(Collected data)
PR #1256, opened 2019-03-14
Allows resource embedding on materialized views

vitorbaptista:
Currently, it's only possible to do resource embedding on non-materialized views and tables. This PR enables support for materialized views.

Fixes #1239

PR #1170, opened 2018-08-16
Add summary to OpenAPI doc for RPC functions

mdr1384:
For #1158.

I note that there is a second `description` under `parameters.schema` -- it includes both summary and description. I am not sure where/how to fix that (if it needs fixing.)

PR #1259, opened 2019-03-24
Add numeric and character types to OpenAPI spec

### LINKED ISSUE #1238: smallint gets the string in OpenGraph API description
### Environment

* PostgreSQL version: 11.1
* PostgREST version: 5.2.0 (1e732ac)
* Operating system: `Linux FancyHostname 4.20.6-arch1-1-ARCH #1 SMP PREEMPT Thu Jan 31 08:22:01 UTC 2019 x86_64 GNU/Linux`

### Description of issue

The format `smallint` gets type `string`, but it should get type `integer`. This bug occurs in the API in the API description. In the actual API it works fine.

### How to reproduce

Use this sql code: 
```sql
CREATE TABLE smallint_test (
    some_number smallint
);
```

Using the defaults in the config go to: http://localhost:3000/

The response should be contain this: 
```json
{ "smallint_test":{"properties":{"some_number":{"format":"smallint","type":"string"}},"type":"object"} }
```

Do especially note `"type":"string"` for `some_number`, where it should be `"type":"integer"` instead.

fpusch:
At the moment smallint and other numeric types get `string` types in the OpenAPI spec. This attempts to fix this by adding some missing types to `toSwaggerType`. Types are based on https://www.postgresql.org/docs/current/datatype.html and https://swagger.io/docs/specification/data-models/data-types/ .

This should fix #1238 .

Note: I'm not at all familiar with Haskell, so point me in the right direction if a test or something else is missing or necessary to implement this.

Edit: I've missed the RPC test in `StructureSpec.hs`. Test should pass now.

### DIFF
--- a/CHANGELOG.md
+++ b/CHANGELOG.md
@@ -15,6 +15,7 @@ This project adheres to [Semantic Versioning](http://semver.org/).
 - #1223, Fix incorrect OpenAPI externalDocs url - @steve-chavez
 - #1221, Fix embedding other resources when having a self join - @steve-chavez
 - #1242, Fix embedding a view having a select in a where - @steve-chavez
+- #1238, Fix PostgreSQL to OpenAPI type mappings for numeric and character types - @fpusch
 
 ## [5.2.0] - 2018-12-12
 
--- a/src/PostgREST/OpenAPI.hs
+++ b/src/PostgREST/OpenAPI.hs
@@ -41,7 +41,6 @@ toSwaggerType "boolean"           = SwaggerBoolean
 toSwaggerType "smallint"          = SwaggerInteger
 toSwaggerType "integer"           = SwaggerInteger
 toSwaggerType "bigint"            = SwaggerInteger
-toSwaggerType "decimal"           = SwaggerNumber
 toSwaggerType "numeric"           = SwaggerNumber
 toSwaggerType "real"              = SwaggerNumber
 toSwaggerType "double precision"  = SwaggerNumber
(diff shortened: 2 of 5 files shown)


steve-chavez:
@fpusch Thanks for jumping into the code!

It'd be better to have an explicit test for the mapping between postgres-openapi types. Steps for creating this test would be:

-  `CREATE TABLE openapi_types(...)` in our [fixtures](https://github.com/PostgREST/postgrest/blob/master/test/fixtures/schema.sql)
- Add GRANT here https://github.com/PostgREST/postgrest/blob/master/test/fixtures/privileges.sql#L103
- And then have a test like [this one](https://github.com/PostgREST/postgrest/blob/48803806d59881c911b5e32438e00c186e975ddd/test/Feature/StructureSpec.hs#L224)(you can pretty much copy and paste some parts) that inspects the json and verifies the mapping.

For running the tests locally there's some extra help here https://github.com/PostgREST/postgrest/pull/1170#issuecomment-414026322.

Just ping me if you need any help.

fpusch:
@steve-chavez Thanks for the tips!

I've added test cases to try to cover the mapping. Please have a look at let me know what needs fixing. I've made every mapping it's own testcase, maybe this is not appropriate.

steve-chavez:
@fpusch Looks good :smiley:! I like having one test case for each mapping.

Add an entry to the [CHANGELOG](https://github.com/PostgREST/postgrest/blob/master/CHANGELOG.md) and I'll merge!

fpusch:
@steve-chavez Done! Thanks for your help.

It seems like some of the tests are flaky and run into timeouts. Similar to what was seen here https://github.com/PostgREST/postgrest/pull/1256#issuecomment-473077166

steve-chavez:
This is a great contribution @fpusch. Thank you!

Issue #1260, opened 2019-03-25
Bump Docker base container version


pixie79:
Hi,

The base container image for docker has many known security issues. Whilst I appreciate probably none of the affected libs are actively used by postgrest like systemd, it might be better to update the base to either a newer debian version. Or probably better still switch to Alpine which is smaller and does not include these extras by default.

If you would like i am happy to submit a sample patch for an alpine base container instead?

Regards

Mark

steve-chavez:
Regarding alpine, see https://github.com/PostgREST/postgrest/issues/1143.

About upgrading debian, I think that'd be good. You could open a PR and I'll review it.

ruslantalpa:
I would say there is no point in having an "official" image until Haskell/ghc itself officially supports alpine.
This looks like the place it's tracked https://gitlab.haskell.org/ghc/ghc/issues/14502 and it won't be any time soon.

steve-chavez:
Copy pasting.

Switching to `stretch-slim` would be a good idea. A while ago I got a `Failed to fetch http://deb.debian.org/debian/dists/jessie-updates/main/binary-amd64/Packages  404  Not Found` when trying to build the image. It seems debian changed jessie mirror urls recently:

  - https://unix.stackexchange.com/questions/508724/failed-to-fetch-jessie-backports-repository
  - https://stackoverflow.com/questions/55386246/w-failed-to-fetch-http-deb-debian-org-debian-dists-jessie-updates-main-binary
  - https://lists.debian.org/debian-devel-announce/2019/03/msg00006.html

steve-chavez:
Closing since https://github.com/PostgREST/postgrest/pull/1297 got merged.

PR #1262, opened 2019-03-27
switch to buster base

pixie79:
Updated the base image to buster - https://github.com/PostgREST/postgrest/issues/1260

### DIFF
--- a/docker/Dockerfile
+++ b/docker/Dockerfile
@@ -1,4 +1,4 @@
-FROM debian:jessie
+FROM debian:buster-slim
 
 ARG POSTGREST_VERSION
 


steve-chavez:
Buster doesn't seem to be stable https://www.debian.org/releases/buster/index.en.html.

I think we should stick to LTS releases listed here https://wiki.debian.org/LTS.

So `stretch` would be the best choice.

pixie79:
I considered that, stretch also has a lot of CVEs too. 
Might check CentOS and see if there base is better

steve-chavez:
CentOS would change almost all the Dockerfile. 

What are the CVEs you're concerned about? Are you sure they would affect us?

steve-chavez:
Switching to `stretch-slim` would be a good idea. A while ago I got a `Failed to fetch http://deb.debian.org/debian/dists/jessie-updates/main/binary-amd64/Packages  404  Not Found` when trying to build the image. It seems debian changed jessie mirror urls recently:

  - https://unix.stackexchange.com/questions/508724/failed-to-fetch-jessie-backports-repository
  - https://stackoverflow.com/questions/55386246/w-failed-to-fetch-http-deb-debian-org-debian-dists-jessie-updates-main-binary
  - https://lists.debian.org/debian-devel-announce/2019/03/msg00006.html

steve-chavez:
Closing since https://github.com/PostgREST/postgrest/pull/1297 got merged.

PR #1267, opened 2019-04-02
The process should not run as root within docker

tfluehmann:
The docker image should not run as root by default.
I think it is best practice to create a separate user to run the process. Therefore I added a user and modified the docker image to use this user.

### DIFF
--- a/docker/Dockerfile
+++ b/docker/Dockerfile
@@ -39,6 +39,12 @@ ENV PGRST_DB_URI= \
     PGRST_PRE_REQUEST= \
     PGRST_ROLE_CLAIM_KEY=".role"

> Work request
Lines from the start of the records through the one containing "### Description of issue" are what should be retyped, exactly and in full, both ends included.

> Solution for this exercise
PR #1256, opened 2019-03-14
Allows resource embedding on materialized views

vitorbaptista:
Currently, it's only possible to do resource embedding on non-materialized views and tables. This PR enables support for materialized views.

Fixes #1239

PR #1170, opened 2018-08-16
Add summary to OpenAPI doc for RPC functions

mdr1384:
For #1158.

I note that there is a second `description` under `parameters.schema` -- it includes both summary and description. I am not sure where/how to fix that (if it needs fixing.)

PR #1259, opened 2019-03-24
Add numeric and character types to OpenAPI spec

### LINKED ISSUE #1238: smallint gets the string in OpenGraph API description
### Environment

* PostgreSQL version: 11.1
* PostgREST version: 5.2.0 (1e732ac)
* Operating system: `Linux FancyHostname 4.20.6-arch1-1-ARCH #1 SMP PREEMPT Thu Jan 31 08:22:01 UTC 2019 x86_64 GNU/Linux`

### Description of issue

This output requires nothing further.